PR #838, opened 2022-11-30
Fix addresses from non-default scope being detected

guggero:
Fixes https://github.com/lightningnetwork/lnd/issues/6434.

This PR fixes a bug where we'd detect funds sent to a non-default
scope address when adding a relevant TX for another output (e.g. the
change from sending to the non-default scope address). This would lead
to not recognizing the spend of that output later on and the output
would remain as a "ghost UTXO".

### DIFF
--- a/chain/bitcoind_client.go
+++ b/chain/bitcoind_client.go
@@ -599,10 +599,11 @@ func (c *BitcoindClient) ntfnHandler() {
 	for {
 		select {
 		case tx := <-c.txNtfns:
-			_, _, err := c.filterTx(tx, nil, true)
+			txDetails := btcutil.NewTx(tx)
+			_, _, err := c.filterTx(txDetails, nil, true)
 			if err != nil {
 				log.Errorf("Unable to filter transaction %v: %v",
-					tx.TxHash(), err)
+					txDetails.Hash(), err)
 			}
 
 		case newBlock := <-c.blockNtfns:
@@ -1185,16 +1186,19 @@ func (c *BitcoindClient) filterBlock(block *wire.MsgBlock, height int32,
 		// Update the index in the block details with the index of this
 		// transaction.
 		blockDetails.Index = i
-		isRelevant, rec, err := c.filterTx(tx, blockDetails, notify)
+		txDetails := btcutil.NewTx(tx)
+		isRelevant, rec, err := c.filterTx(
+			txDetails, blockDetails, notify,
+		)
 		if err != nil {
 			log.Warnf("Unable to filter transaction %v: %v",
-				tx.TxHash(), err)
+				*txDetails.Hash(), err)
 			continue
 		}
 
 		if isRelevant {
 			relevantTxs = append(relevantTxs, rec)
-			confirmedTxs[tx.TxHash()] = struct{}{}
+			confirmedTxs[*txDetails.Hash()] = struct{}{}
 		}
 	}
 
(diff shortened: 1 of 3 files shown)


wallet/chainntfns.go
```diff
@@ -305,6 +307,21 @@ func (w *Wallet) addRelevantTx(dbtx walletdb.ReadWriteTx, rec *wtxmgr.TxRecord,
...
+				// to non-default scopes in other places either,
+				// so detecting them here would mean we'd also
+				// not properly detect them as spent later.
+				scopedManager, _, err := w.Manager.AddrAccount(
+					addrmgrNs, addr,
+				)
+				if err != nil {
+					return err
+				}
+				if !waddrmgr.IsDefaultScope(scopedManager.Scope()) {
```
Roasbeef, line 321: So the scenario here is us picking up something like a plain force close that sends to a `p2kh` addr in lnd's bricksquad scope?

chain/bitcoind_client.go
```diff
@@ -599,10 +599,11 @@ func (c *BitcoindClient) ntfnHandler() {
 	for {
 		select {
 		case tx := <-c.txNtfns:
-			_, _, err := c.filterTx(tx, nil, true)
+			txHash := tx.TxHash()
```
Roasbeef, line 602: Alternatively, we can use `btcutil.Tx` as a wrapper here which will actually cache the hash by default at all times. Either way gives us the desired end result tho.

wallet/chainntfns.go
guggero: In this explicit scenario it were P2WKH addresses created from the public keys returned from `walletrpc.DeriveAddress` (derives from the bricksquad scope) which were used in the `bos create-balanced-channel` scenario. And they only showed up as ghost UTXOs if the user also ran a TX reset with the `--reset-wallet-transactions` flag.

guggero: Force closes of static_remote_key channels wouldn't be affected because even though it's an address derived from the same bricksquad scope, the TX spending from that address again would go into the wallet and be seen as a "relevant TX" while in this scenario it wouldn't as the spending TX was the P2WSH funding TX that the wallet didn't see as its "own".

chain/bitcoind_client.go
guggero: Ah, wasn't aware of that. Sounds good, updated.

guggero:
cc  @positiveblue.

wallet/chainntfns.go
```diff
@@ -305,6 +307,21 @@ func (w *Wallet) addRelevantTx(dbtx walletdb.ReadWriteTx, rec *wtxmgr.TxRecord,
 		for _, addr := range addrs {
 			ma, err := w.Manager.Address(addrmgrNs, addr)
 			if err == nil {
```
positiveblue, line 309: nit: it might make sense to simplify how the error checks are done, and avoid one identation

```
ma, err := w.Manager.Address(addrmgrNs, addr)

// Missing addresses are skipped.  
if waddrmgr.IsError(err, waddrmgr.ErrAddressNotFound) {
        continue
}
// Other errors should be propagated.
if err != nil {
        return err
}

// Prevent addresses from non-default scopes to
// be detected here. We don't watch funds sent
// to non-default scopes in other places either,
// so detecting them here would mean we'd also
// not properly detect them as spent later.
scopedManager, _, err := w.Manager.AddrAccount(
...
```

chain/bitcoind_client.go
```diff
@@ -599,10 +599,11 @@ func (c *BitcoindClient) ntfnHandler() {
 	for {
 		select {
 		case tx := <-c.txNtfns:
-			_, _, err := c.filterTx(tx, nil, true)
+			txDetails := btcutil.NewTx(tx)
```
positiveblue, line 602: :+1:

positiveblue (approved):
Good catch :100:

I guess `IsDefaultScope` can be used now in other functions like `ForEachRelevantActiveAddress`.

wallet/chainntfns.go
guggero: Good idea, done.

==

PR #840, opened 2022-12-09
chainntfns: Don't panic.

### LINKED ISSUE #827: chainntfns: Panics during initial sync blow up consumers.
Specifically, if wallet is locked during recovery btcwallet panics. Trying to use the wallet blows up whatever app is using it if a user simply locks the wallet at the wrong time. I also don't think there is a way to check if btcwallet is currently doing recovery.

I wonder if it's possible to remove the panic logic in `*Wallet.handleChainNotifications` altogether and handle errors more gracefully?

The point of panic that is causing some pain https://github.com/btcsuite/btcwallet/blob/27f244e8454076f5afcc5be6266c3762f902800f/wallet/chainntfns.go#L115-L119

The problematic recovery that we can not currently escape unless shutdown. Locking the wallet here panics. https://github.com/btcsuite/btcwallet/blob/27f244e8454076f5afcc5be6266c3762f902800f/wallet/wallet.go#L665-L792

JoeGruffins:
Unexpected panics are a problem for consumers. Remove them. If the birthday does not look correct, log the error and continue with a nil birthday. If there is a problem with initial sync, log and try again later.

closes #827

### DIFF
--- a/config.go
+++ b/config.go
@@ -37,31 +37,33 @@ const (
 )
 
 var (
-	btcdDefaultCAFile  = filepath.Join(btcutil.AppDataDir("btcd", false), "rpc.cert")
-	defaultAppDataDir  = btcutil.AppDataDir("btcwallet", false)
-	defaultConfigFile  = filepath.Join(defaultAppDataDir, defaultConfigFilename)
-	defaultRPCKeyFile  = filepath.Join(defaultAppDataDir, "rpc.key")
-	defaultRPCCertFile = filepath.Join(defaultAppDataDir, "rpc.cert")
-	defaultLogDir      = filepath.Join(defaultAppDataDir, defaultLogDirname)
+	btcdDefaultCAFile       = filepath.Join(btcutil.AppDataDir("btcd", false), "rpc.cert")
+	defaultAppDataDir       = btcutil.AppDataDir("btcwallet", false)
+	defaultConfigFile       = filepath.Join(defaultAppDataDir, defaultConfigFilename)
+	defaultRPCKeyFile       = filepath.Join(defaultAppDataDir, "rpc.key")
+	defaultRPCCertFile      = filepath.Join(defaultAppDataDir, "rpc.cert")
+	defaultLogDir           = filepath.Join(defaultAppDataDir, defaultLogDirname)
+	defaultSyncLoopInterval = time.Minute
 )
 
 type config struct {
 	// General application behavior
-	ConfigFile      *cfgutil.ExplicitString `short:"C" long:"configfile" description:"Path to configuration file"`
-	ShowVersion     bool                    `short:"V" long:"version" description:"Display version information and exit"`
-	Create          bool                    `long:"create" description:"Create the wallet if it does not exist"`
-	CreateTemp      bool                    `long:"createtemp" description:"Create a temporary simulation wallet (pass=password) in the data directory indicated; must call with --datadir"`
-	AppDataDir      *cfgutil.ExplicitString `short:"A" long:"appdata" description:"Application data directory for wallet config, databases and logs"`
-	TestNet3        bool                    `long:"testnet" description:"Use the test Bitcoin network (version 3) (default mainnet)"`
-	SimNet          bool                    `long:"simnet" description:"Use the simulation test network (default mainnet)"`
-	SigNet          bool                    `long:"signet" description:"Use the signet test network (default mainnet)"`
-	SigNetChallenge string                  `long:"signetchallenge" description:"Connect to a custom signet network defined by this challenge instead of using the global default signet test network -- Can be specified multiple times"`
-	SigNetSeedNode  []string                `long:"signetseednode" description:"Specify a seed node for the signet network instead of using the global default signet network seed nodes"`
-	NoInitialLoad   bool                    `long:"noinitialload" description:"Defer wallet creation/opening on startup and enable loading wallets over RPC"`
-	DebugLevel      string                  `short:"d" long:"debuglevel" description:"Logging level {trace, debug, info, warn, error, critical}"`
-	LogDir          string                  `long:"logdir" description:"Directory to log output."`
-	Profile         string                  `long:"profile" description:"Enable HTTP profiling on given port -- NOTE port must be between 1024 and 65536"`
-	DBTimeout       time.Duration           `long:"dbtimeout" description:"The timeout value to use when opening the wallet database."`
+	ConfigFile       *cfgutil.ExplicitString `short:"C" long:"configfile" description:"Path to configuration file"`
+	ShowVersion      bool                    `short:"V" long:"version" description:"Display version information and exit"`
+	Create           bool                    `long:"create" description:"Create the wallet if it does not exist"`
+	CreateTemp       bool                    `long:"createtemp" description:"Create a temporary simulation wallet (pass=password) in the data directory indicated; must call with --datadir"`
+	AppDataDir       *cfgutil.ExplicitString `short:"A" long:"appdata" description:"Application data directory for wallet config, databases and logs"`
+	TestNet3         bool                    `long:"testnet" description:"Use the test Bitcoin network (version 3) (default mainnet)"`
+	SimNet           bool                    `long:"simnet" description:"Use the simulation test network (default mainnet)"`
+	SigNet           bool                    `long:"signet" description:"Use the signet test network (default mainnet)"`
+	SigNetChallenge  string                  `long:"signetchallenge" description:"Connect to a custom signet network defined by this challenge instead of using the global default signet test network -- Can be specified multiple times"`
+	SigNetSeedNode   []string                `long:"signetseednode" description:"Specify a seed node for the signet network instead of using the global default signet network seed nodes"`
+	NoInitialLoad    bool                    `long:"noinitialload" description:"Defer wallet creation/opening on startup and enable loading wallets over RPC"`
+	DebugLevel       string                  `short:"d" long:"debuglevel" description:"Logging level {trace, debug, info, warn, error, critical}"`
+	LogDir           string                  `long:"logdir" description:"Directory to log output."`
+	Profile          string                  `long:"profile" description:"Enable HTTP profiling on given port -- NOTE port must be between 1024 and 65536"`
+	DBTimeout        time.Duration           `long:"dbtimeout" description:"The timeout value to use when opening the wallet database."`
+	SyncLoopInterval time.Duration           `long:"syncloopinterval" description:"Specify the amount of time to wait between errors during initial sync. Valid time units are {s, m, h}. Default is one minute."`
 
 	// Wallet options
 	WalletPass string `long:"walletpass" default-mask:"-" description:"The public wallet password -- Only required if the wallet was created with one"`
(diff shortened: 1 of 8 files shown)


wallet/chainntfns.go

* TASK TO COMPLETE
The string "addrmgrNs" may occur in the listing; show every line where it does.

* ANSWER SECTION
+					addrmgrNs, addr,
 			ma, err := w.Manager.Address(addrmgrNs, addr)
ma, err := w.Manager.Address(addrmgrNs, addr)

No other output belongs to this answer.